I just moved in with someone in another city. He's 17 years older than I and we have been dating a little under a year. He was in a divorce over a year ago because his ex-wife had an affair for 2 years. Since we've been together I walked up behind him sending "I miss you" messages to an ex-girlfriend. And today I found an email from his ex-wife saying they had sex 2 months ago 2 days after we reconciled. His ex-wife also claims to have been pregnant and miscarried a month after we met. I'm a moderately honest person and I want to forgive him. I have not brought the email to his attention. I'm so ashamed of myself for snooping. Can I forgive and trust him? Being young I now feel naive and fooled.

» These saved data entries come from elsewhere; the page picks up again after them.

Issue #1156, opened 2021-08-13
The package.json file should have metadata required by the automation to increment package version after release


ramya-rao-a:
In the azure-sdk-for-js repo, we have automated PRs that increment the package version after an update for the package is released. This automation updates the version in package.json and changelog files by default. Any other places that hard codes the package version needs to be listed as metadata in the package.json. For example: https://github.com/Azure/azure-sdk-for-js/blob/main/sdk/keyvault/keyvault-keys/package.json#L76-L89

https://github.com/Azure/azure-sdk-for-js/pull/16903 is one such PR for the newly generated mgmt plane package that used the v6 code generator. It missed updating the package version at https://github.com/Azure/azure-sdk-for-js/blob/308a805d8f58addfb06cfcf6e225e58fa6bd721a/sdk/sql/arm-sql/src/sqlManagementClientContext.ts#L44

This issue is a feature request to update the v6 code generator to add the metadata section in the pacakge.json file pointing to this file and the package version that needs to be updated here. For example:

```json
"//metadata": {
    "constantPaths": [
     {
        "path": "src/sqlManagementClientContext.ts",
        "prefix": "packageDetails"
      }
    ]
  }
```

JonathanCrd:
File `src/sqlManagementClientContext.ts` does not longer exists, now the `packageDetails` constant is inside `src/sqlManagementClient.ts`.

I'm wondering if there are other places where there's a version specified. From what I found after a little research, it looks like `sqlManagementClient.ts` is the only one.

ramya-rao-a:
The other place is the swagger/readme.md file, but that is not part of the generated code

PR #1278, opened 2022-01-05
Added metadata needed to automatically increment package version after release

JonathanCrd:
Solves https://github.com/Azure/autorest.typescript/issues/1156.

Added the following lines in package files generator:
```
"//metadata":{
      constantPaths: [{
        path: `src/${clientDetails.name}.ts`,
        prefix: "packageDetails",
      }],
    },
```
In order to have an output like this:
```
"//metadata": {
    "constantPaths": [
      {
        "path": "src/AdditionalPropertiesClient.ts",
        "prefix": "packageDetails"
      }
    ]
  },
```

Integration and smoke tests were regenerated.

This change only applies to regular autorest packages, not for REST packages.


test/integration/generated/appconfiguration/package.json
```diff
@@ -81,5 +81,10 @@
     "docs": "echo skipped"
   },
   "sideEffects": false,
+  "//metadata": {
+    "constantPaths": [
+      { "path": "src/AppConfigurationClient.ts", "prefix": "packageDetails" }
```
sarangan12, line 86: The code changes look good. But, I have a question. Why is it formatted in one file and not formatted to two lines in other files?

JonathanCrd: It might be caused by VScode. I'm actually not sure, all of these files are generated so I didn't touch them.
Going to take a look locally to see if this was caused by my dev environment.

JonathanCrd: After some tests and research, I found that this is done by Prettier, it will try to put all elements in a single line only if they fit with the default print width, as it written [here](https://prettier.io/docs/en/rationale.html#multi-line-objects). So, paths being larger than others is causing this discrepancy between the generated files.

sarangan12 (approved):
LGTM

PR #1289, opened 2022-01-25
Fix sample generation for several mgmt plane RPs

qiaozha:
This PR is trying to fix several issues for mgmt plane RPs.
1. We are not handle number/boolean type constant or single value number/boolean enum correctly. 
2. In sample generation, if we don't add type cast logic, it will complain about imcompatible issue, 
3. In sample generation, iwe don't add the logic for reserved words in the parameter,  For example type => typeParam, default => defaultParam


joheredi:
Can you please add a description about what's the problem and how are you fixing it? It is very difficult to make sense of a PR without proper description

qiaozha:
@joheredi I have updated the description for this PR. Could you take a look again ?

package.json
```diff
@@ -15,7 +15,7 @@
         "integration-test:new": "npm-run-all start-test-server generate-and-test integration-test:alone stop-test-server",
         "integration-test:browser": "npm run build:test:browser && karma start karma.conf.js",
         "generate-and-test": "npm-run-all -s build generate-swaggers integration-test:alone integration-test:browser",
-        "integration-test:alone": "mocha -r ts-node/register --timeout 2000 './test/integration/**/!(sampleTest).spec.ts'",
+        "integration-test:alone": "mocha -r ts-node/register --timeout 20000 './test/integration/**/!(sampleTest).spec.ts'",
```
joheredi, line 18: Why do we need to increase this timeout so dramatically?

test/smoke/generated/network-resource-manager/samples-dev/virtualWanCreate.ts
```diff
@@ -24,7 +24,7 @@ async function virtualWanCreate() {
   const subscriptionId = "subid";
   const resourceGroupName = "rg1";
   const virtualWANName = "wan1";
-  const WANParameters: VirtualWAN = {
+  const wANParameters: VirtualWAN = {
```
joheredi, line 27: What's up with this name, it doesn't look like something we'd want right?

test/smoke/generated/network-resource-manager/samples-dev/startPacketCaptureOnVpnGatewayWithFilter.ts
```diff
@@ -28,7 +28,9 @@ async function startPacketCaptureOnVpnGatewayWithFilter() {
     filterData:
       "{'TracingFlags': 11,'MaxPacketBufferSize': 120,'MaxFileSize': 200,'Filters': [{'SourceSubnets': ['20.1.1.0/24'],'DestinationSubnets': ['10.1.1.0/24'],'SourcePort': [500],'DestinationPort': [4500],'Protocol': 6,'TcpFlags': 16,'CaptureSingleDirectionTrafficOnly': true}]}"
   };
-  const options = { parameters: parameters };
+  const options = {
+    parameters: parameters as VpnGatewayPacketCaptureStartParameters
```
joheredi, line 32: Why is this cast needed? is there any way to make the types compatible without forcing a cast?

package.json
qiaozha: removed. The reason I added it is because the ci keep failing earlier.

test/smoke/generated/network-resource-manager/samples-dev/startPacketCaptureOnVpnGatewayWithFilter.ts
qiaozha: Actually this is to mainly fix issues like this 
```
enum A {
    "AAA",
    "BBB"
};
const aa: A = "AAA";
console.log(aa);
```
Then the typescript compiler will complain about Type '"AAA"' is not assignable to type 'A'. And since we get the value from swagger example, we can only get the string type. I also don't think adding cast logic everywhere look like a good idea. just wondering what's the better way of resolve it?

joheredi: I'm not sure I follow the relationship of this change with enums. The cast should no be needed in this case or in any other instances this cast appears in this PR.

This line already makes parameters be type `VpnGatewayPacketCaptureStartParameters` so the cast is not needed.
```typescript
const parameters: VpnGatewayPacketCaptureStartParameters = {
```

Also please generate this line as 

```diff
- const options = {
-    parameters: parameters as VpnGatewayPacketCaptureStartParameters
- }
+ const options = { parameters }
```

joheredi (commented):
I'll defer the approval to @sarangan12, from my side, I'd like the unnecessary cast to be removed.

test/smoke/generated/network-resource-manager/samples-dev/startPacketCaptureOnVpnGatewayWithFilter.ts
qiaozha: @joheredi I have updated the code to remove the casting usage in our samples and instead I add a type declaration for options parameter. which could also resolve the case I am facing with vmwarecloudsimple. 
You may use the following command with autorest.typescript main branch to repro the original issue if you are interested
```
autorest --version=3.7.3 --typescript --modelerfour.lenient-model-deduplication --head-as-boolean=true --license-header=MICROSOFT_MIT_NO_VERSION --generate-test --typescript-sdks-folder=. ../azure-rest-api-specs/specification/vmwarecloudsimple/resource-manager/readme.md --use=../autorest.typescript --generate-sample=true 
```

test/smoke/generated/storage-resource-manager/samples-dev/acquireALeaseOnAShare.ts
```diff
@@ -32,7 +33,7 @@ async function acquireALeaseOnAShare() {
     leaseId: undefined,
     proposedLeaseId: undefined
   };
-  const options = { parameters: parameters };
+  const options: FileSharesLeaseOptionalParams = { parameters: parameters };
```
joheredi, line 36: I would like this to be like this instead, `{parameters: parameters}` is unnecessary

```typescript
const options: FileSharesLeaseOptionalParams = { parameters: parameters };
```

qiaozha: changed

qiaozha:
I think all the comments from @joheredi should have been resolved. 
@sarangan12 Could you also take a look ? Thanks

sarangan12 (approved):

src/generators/static/samples.ts.hbs
```diff
@@ -8,8 +8,10 @@
  * x-ms-original-file: {{originalFileLocation}}
  */
 import {
-{{#if hasBody }}
-  {{bodySchemaName}},
```
MaryGao, line 12: If we don't use these two columns does that mean we could delete them in model and transform.ts?

src/transforms/samplesTransforms.ts
```diff
@@ -18,6 +18,8 @@ import { calculateMethodName } from "../generators/utils/operationsUtils";
 import { camelCase } from "@azure-tools/codegen";
 import { OperationGroupDetails } from "../models/operationDetails";
 import { getPublicMethodName } from '../generators/utils/pagingOperations';
+import { BodiedNode } from "ts-morph";
```
MaryGao, line 21: No usage delete this import?

src/transforms/samplesTransforms.ts
```diff
@@ -117,22 +122,31 @@ export async function getAllExamples(codeModel: TestCodeModel, clientDetails: Cl
...
             if (methodParameter.parameter.protocol?.http?.["in"] === "body") {
               sample.hasBody = true;
-              sample.bodySchemaName = getLanguageMetadata(
-                methodParameter.exampleValue.schema.language
-              ).name;
+              sample.bodySchemaName = parameterTypeName;
+              sample.importedTypes?.push(parameterTypeName);
+              if (methodParameter.exampleValue.schema.type === SchemaType.AnyObject || methodParameter.exampleValue.schema.type  === SchemaType.Any) {
+                sample.bodySchemaName = "Record<string, unknown>"
+                sample.isAnyTypeBody = true;
```
MaryGao, line 148: We re-correct the value of bodySchemaName & isAnyTypeBody but we didn't put the latest into importedTypes list or any usage directly, do we need to refine this?

PR #1290, opened 2022-01-25
decouple multiclient and batch

dw511214992:


joheredi:
Is there a readme.md file that runs into this issue? I would like to reproduce the issue locally. Would you mind sharing the swaggers and autorest commands to reproduce?

In general I won't like the idea of assuming from the path, I would prefer to set this up declaratively instead. Adding extra flags to link together the swaggers that are meant to be in the same client.

dw511214992:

YOU FEEL FOOLED BECAUSE you are being fooled. This is not someone you should trust. You have all the evidence you could ever want and more. That part is obvious and not really controversial. It sucks that you moved in with him, but I really think you should reconsider your decision. The real question here is why you're selecting these kinds of guys and even considering going back to them after they've shown themselves to be untrustworthy.
I don't know what it is about this guy that attracts you, but whatever it is, it doesn't overcome his poor character. Character isn't something you can change, and in the end you'll get hurt. Try dating someone closer to your age who has real integrity--someone you deserve. You can even consider taking a break from dating while you explore your values and take a closer look at your relationship choices. I wish you the best of luck.
Yea. You definitely need to leave him. I was a man who was just like this. That break-up was the best thing that could have happened to that situation, though it was difficult at first. My friends have also been with guys like him, although these boyfriends' disrespect towards women quickly turned into violence against them.
You will never be able to have a future with this man now, knowing what you know now. If there's no future, there needn't be any present.
Agreed. The one thing that every person deserves (every person that is honest and not cheating themselves) is another person who really wants to be with them and cherishes that time together. Otherwise what is the point? Just to be in a relationship and avoid being alone? Not worth it. If you love yourself you can treat yourself better than a shitty relationship can. I guess that is something most of us have to learn the hard way. But ultimately we are all looking for someone who loves us honestly and has our best interest at heart... which leads to having your future children/family's best interest at heart. Because that's what it ultimately comes down to. Right?